▶ **WHAT YOU NEED TO DO**
Quote all of the entries word for word.

[Stored items]
──────────────────────────────

PR #984, opened 2022-02-28
Enable generation of ROS2 nodes directly from C++ code

cmnrd:
This PR provides basic support for compilation of ROS2 nodes directly from LF programs in the C++ target. There are still many features missing that will be part of subsequent PRs. Also, it is unclear to me how the new ROS2 specific generator should interact with the LSP implementation. However, I would also address this in a future PR.

With this PR basic compilation works in lfc and Epoch. To validate it, I added a ros2 CI flow which compiles all the C++ tests for the ros2 platform.

~Note that this PR is based on #978 and hence currently includes all changes from this PR in the diff.~


example/Cpp/src/ROS/MinimalPublisher.lf
```diff
@@ -0,0 +1,31 @@
...
+}
+
+public preamble {=
+    #include "rclcpp/rclcpp.hpp"
+    #include "std_msgs/msg/string.hpp"
+=}
+
+main reactor {
+    private preamble {=
+        // FIXME: forward declaration to make the node visible
```
edwardalee, line 12: Is this really necessary? Can't you generate this declaration?

edwardalee (approved):
This looks pretty cool to me. It seems to offer a nice simple way to make an LF program into a ROS node.

example/Cpp/src/ROS/MinimalPublisher.lf
```diff
@@ -0,0 +1,31 @@
...
+
+    reaction(startup) {=
+        publisher = lf_node->create_publisher<std_msgs::msg::String>("topic", 10);
+    =}
+
+    reaction(t) {=
+        auto message = std_msgs::msg::String();
+        message.data = "Hello, world! " + std::to_string(count++);
+        reactor::log::Info() << "Publishing: " << message.data;
+        publisher->publish(message);
```
Soroosh129, line 29: I don't think the default rclcpp executor is thread-safe, so calling publish for the same topic from multiple LF worker threads will be problematic without acquiring a mutex.

org.lflang/src/lib/cpp/lf_timeout.hh
```diff
@@ -0,0 +1,40 @@
...
+ */
+
+#pragma once
+
+#include "reactor-cpp/reactor-cpp.hh"
+
+class __lf_Timeout : public reactor::Reactor {
+ private:
+  reactor::Timer timer;
+  reactor::Reaction r_timer{"r_timer", 1, this, [this]() { environment()->sync_shutdown();} };
```
Soroosh129, line 32: How is timeout coordinated with rclcpp's [shutdown](https://docs.ros2.org/bouncy/api/rclcpp/namespacerclcpp.html#a529038885d9d1dbecc5f48244123035e)?

Soroosh129 (approved):
Looks great!

I agree with @edwardalee that this provide a simple way of turning an LF program into a ROS node.

I left a few comments based on my knowledge of ROS 2.

example/Cpp/src/ROS/MinimalPublisher.lf
cmnrd: Unfortunately, thread-safety is not discussed in the documentation. According to [this post](https://answers.ros.org/question/280108/ros2rclcpp-threadsafety-of-nodecreate_publisher/), however, these operations should be thread-safe.

org.lflang/src/lib/cpp/lf_timeout.hh
cmnrd: The node invokes rclcpp's shutdown after the reactor execution terminated (i.e. after all shutdown reactions were processed and the main scheduler thread terminates).

org.lflang/src/org/lflang/generator/cpp/CppRos2PackageGenerator.kt
```diff
@@ -0,0 +1,113 @@
...
+                |
+            ${" |"..(includeFiles?.joinToString("\n") { "include(\"$it\")" } ?: "")}
+            """.trimMargin()
+        }
+    }
+
+    fun generateBinScript(): String {
+        val relPath = fileConfig.binPath.relativize(fileConfig.outPath).toUnixString()
+
+        return """
```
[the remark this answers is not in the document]
cmnrd: Thanks for the pointer! I was vaguely aware of launch files, but did not think of them when creating the script.

example/Cpp/src/ROS/MinimalSubscriber.lf
```diff
@@ -0,0 +1,32 @@
...
+
+    state subscription: {= rclcpp::Subscription<std_msgs::msg::String>::SharedPtr =}
+    state count: unsigned(0)
+
+    physical action message: std::string;
+
+    reaction(startup) -> message {=
+        subscription = lf_node->create_subscription<std_msgs::msg::String>(
+            "topic", 10, [&message](const std_msgs::msg::String::SharedPtr msg) { message.schedule(msg->data); } );
+        // FIXME: Why can't we use a reference type in the lambda argument?
```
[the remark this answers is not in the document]
cmnrd: I guess so, but I am not sure. I tried to use `const std_msgs::msg::String::SharedPtr& msg` in the signature, but that fails with a lot of weird C++ errors. I just realized after checking the documentation again that galactic uses `const std_msgs::msg::String& msg` in the signature and foxy uses `const std_msgs::msg::String::SharedPtr msg`. So I guess  `const std_msgs::msg::String::SharedPtr& msg` is not supported, but `const std_msgs::msg::String& msg` is.

org.lflang/src/org/lflang/generator/cpp/CppRos2PackageGenerator.kt
```diff
@@ -0,0 +1,113 @@
...
+
+    @Suppress("LocalVariableName") // allows us to use capital S as variable name below
+    private val S = '$' // a little trick to escape the dollar sign with $S
+
+    fun generatePackageXml(): String {
+        return """
+            |<?xml version="1.0"?>
+            |<?xml-model href="http://download.ros.org/schema/package_format3.xsd" schematypens="http://www.w3.org/2001/XMLSchema"?>
+            |<package format="3">
+            |  <name>${fileConfig.name}</name>
```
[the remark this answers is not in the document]
cmnrd: Right, I don't think automagically converting the name is a good idea. My current idea is to add a `package-name` property to the `ros2` section. There we could also add other details such as the license and maintainer information required in the `package.xml`.

org.lflang/src/org/lflang/generator/cpp/CppRos2PackageGenerator.kt
```diff
@@ -0,0 +1,113 @@
...
+            |  <maintainer email="todo@todo.com">Todo</maintainer>
+            |  <license>Todo</license>
+            |
+            |  <buildtool_depend>ament_cmake</buildtool_depend>
+            |  <buildtool_depend>ament_cmake_auto</buildtool_depend>
+            |  
+            |  <depend>rclcpp</depend>
+            |  <depend>rclcpp_components</depend>
+            |  <depend>std_msgs</depend>
+            |  <depend>$reactorCppName</depend>
```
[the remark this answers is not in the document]
cmnrd: Not yet, but it is planned and I would also add this to the `ros2` property.

example/Cpp/src/ROS/MinimalPublisher.lf
cmnrd: This is just a temporary workaround until I found a better solution. I am trying to keep the code for generating reactor classes agnostic of the target platform, as it keeps the code generator clean. However, there needs to be some way of extending the generated code. I will fix this mechanism as soon as I have found a satisfactory solution.

.github/workflows/cpp-ros2-tests.yml
```diff
@@ -0,0 +1,47 @@
...
+          ref: ${{ inputs.compiler-ref }}
+      - name: Check out specific ref of reactor-CPO
+        uses: actions/checkout@v2
+        with:
+          repository: lf-lang/reactor-cpp
+          path: org.lflang/src/lib/cpp/reactor-cpp
+          ref: ${{ inputs.runtime-ref }}
+        if: ${{ inputs.runtime-ref }}
+      - name: Setup ROS2
+        uses: ros-tooling/setup-ros@0.2.2
```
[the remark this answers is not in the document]
cmnrd: We could do something similar as in the benchmark tests, by adding a target parameter and making the jobs conditional. Feel free to add the C tests (but probably in another PR).

cmnrd:
Thanks for your suggestions! I consider this PR just as the start and there will be more PRs in the future to extend functionality and fix things where needed.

──────────────────────────────

▶ **WRITTEN ANSWER**
PR #984, opened 2022-02-28
Enable generation of ROS2 nodes directly from C++ code

cmnrd:
This PR provides basic support for compilation of ROS2 nodes directly from LF programs in the C++ target. There are still many features missing that will be part of subsequent PRs. Also, it is unclear to me how the new ROS2 specific generator should interact with the LSP implementation. However, I would also address this in a future PR.

With this PR basic compilation works in lfc and Epoch. To validate it, I added a ros2 CI flow which compiles all the C++ tests for the ros2 platform.

~Note that this PR is based on #978 and hence currently includes all changes from this PR in the diff.~


example/Cpp/src/ROS/MinimalPublisher.lf
```diff
@@ -0,0 +1,31 @@
...
+}
+
+public preamble {=
+    #include "rclcpp/rclcpp.hpp"
+    #include "std_msgs/msg/string.hpp"
+=}
+
+main reactor {
+    private preamble {=
+        // FIXME: forward declaration to make the node visible
```
edwardalee, line 12: Is this really necessary? Can't you generate this declaration?

edwardalee (approved):
This looks pretty cool to me. It seems to offer a nice simple way to make an LF program into a ROS node.

example/Cpp/src/ROS/MinimalPublisher.lf
```diff
@@ -0,0 +1,31 @@
...
+
+    reaction(startup) {=
+        publisher = lf_node->create_publisher<std_msgs::msg::String>("topic", 10);
+    =}
+
+    reaction(t) {=
+        auto message = std_msgs::msg::String();
+        message.data = "Hello, world! " + std::to_string(count++);
+        reactor::log::Info() << "Publishing: " << message.data;
+        publisher->publish(message);
```
Soroosh129, line 29: I don't think the default rclcpp executor is thread-safe, so calling publish for the same topic from multiple LF worker threads will be problematic without acquiring a mutex.

org.lflang/src/lib/cpp/lf_timeout.hh
```diff
@@ -0,0 +1,40 @@
...
+ */
+
+#pragma once
+
+#include "reactor-cpp/reactor-cpp.hh"
+
+class __lf_Timeout : public reactor::Reactor {
+ private:
+  reactor::Timer timer;
+  reactor::Reaction r_timer{"r_timer", 1, this, [this]() { environment()->sync_shutdown();} };
```
Soroosh129, line 32: How is timeout coordinated with rclcpp's [shutdown](https://docs.ros2.org/bouncy/api/rclcpp/namespacerclcpp.html#a529038885d9d1dbecc5f48244123035e)?

Soroosh129 (approved):
Looks great!

I agree with @edwardalee that this provide a simple way of turning an LF program into a ROS node.

I left a few comments based on my knowledge of ROS 2.

example/Cpp/src/ROS/MinimalPublisher.lf
cmnrd: Unfortunately, thread-safety is not discussed in the documentation. According to [this post](https://answers.ros.org/question/280108/ros2rclcpp-threadsafety-of-nodecreate_publisher/), however, these operations should be thread-safe.

org.lflang/src/lib/cpp/lf_timeout.hh
cmnrd: The node invokes rclcpp's shutdown after the reactor execution terminated (i.e. after all shutdown reactions were processed and the main scheduler thread terminates).

org.lflang/src/org/lflang/generator/cpp/CppRos2PackageGenerator.kt
```diff
@@ -0,0 +1,113 @@
...
+                |
+            ${" |"..(includeFiles?.joinToString("\n") { "include(\"$it\")" } ?: "")}
+            """.trimMargin()
+        }
+    }
+
+    fun generateBinScript(): String {
+        val relPath = fileConfig.binPath.relativize(fileConfig.outPath).toUnixString()
+
+        return """
```
[the remark this answers is not in the document]
cmnrd: Thanks for the pointer! I was vaguely aware of launch files, but did not think of them when creating the script.

example/Cpp/src/ROS/MinimalSubscriber.lf
```diff
@@ -0,0 +1,32 @@
...
+
+    state subscription: {= rclcpp::Subscription<std_msgs::msg::String>::SharedPtr =}
+    state count: unsigned(0)
+
+    physical action message: std::string;
+
+    reaction(startup) -> message {=
+        subscription = lf_node->create_subscription<std_msgs::msg::String>(
+            "topic", 10, [&message](const std_msgs::msg::String::SharedPtr msg) { message.schedule(msg->data); } );
+        // FIXME: Why can't we use a reference type in the lambda argument?
```
[the remark this answers is not in the document]
cmnrd: I guess so, but I am not sure. I tried to use `const std_msgs::msg::String::SharedPtr& msg` in the signature, but that fails with a lot of weird C++ errors. I just realized after checking the documentation again that galactic uses `const std_msgs::msg::String& msg` in the signature and foxy uses `const std_msgs::msg::String::SharedPtr msg`. So I guess  `const std_msgs::msg::String::SharedPtr& msg` is not supported, but `const std_msgs::msg::String& msg` is.

org.lflang/src/org/lflang/generator/cpp/CppRos2PackageGenerator.kt
```diff
@@ -0,0 +1,113 @@
...
+
+    @Suppress("LocalVariableName") // allows us to use capital S as variable name below
+    private val S = '$' // a little trick to escape the dollar sign with $S
+
+    fun generatePackageXml(): String {
+        return """
+            |<?xml version="1.0"?>
+            |<?xml-model href="http://download.ros.org/schema/package_format3.xsd" schematypens="http://www.w3.org/2001/XMLSchema"?>
+            |<package format="3">
+            |  <name>${fileConfig.name}</name>
```
[the remark this answers is not in the document]
cmnrd: Right, I don't think automagically converting the name is a good idea. My current idea is to add a `package-name` property to the `ros2` section. There we could also add other details such as the license and maintainer information required in the `package.xml`.

org.lflang/src/org/lflang/generator/cpp/CppRos2PackageGenerator.kt
```diff
@@ -0,0 +1,113 @@
...
+            |  <maintainer email="todo@todo.com">Todo</maintainer>
+            |  <license>Todo</license>
+            |
+            |  <buildtool_depend>ament_cmake</buildtool_depend>
+            |  <buildtool_depend>ament_cmake_auto</buildtool_depend>
+            |  
+            |  <depend>rclcpp</depend>
+            |  <depend>rclcpp_components</depend>
+            |  <depend>std_msgs</depend>
+            |  <depend>$reactorCppName</depend>
```
[the remark this answers is not in the document]
cmnrd: Not yet, but it is planned and I would also add this to the `ros2` property.

example/Cpp/src/ROS/MinimalPublisher.lf
cmnrd: This is just a temporary workaround until I found a better solution. I am trying to keep the code for generating reactor classes agnostic of the target platform, as it keeps the code generator clean. However, there needs to be some way of extending the generated code. I will fix this mechanism as soon as I have found a satisfactory solution.

.github/workflows/cpp-ros2-tests.yml
```diff
@@ -0,0 +1,47 @@
...
+          ref: ${{ inputs.compiler-ref }}
+      - name: Check out specific ref of reactor-CPO
+        uses: actions/checkout@v2
+        with:
+          repository: lf-lang/reactor-cpp
+          path: org.lflang/src/lib/cpp/reactor-cpp
+          ref: ${{ inputs.runtime-ref }}
+        if: ${{ inputs.runtime-ref }}
+      - name: Setup ROS2
+        uses: ros-tooling/setup-ros@0.2.2
```
[the remark this answers is not in the document]
cmnrd: We could do something similar as in the benchmark tests, by adding a target parameter and making the jobs conditional. Feel free to add the C tests (but probably in another PR).

cmnrd:
Thanks for your suggestions! I consider this PR just as the start and there will be more PRs in the future to extend functionality and fix things where needed.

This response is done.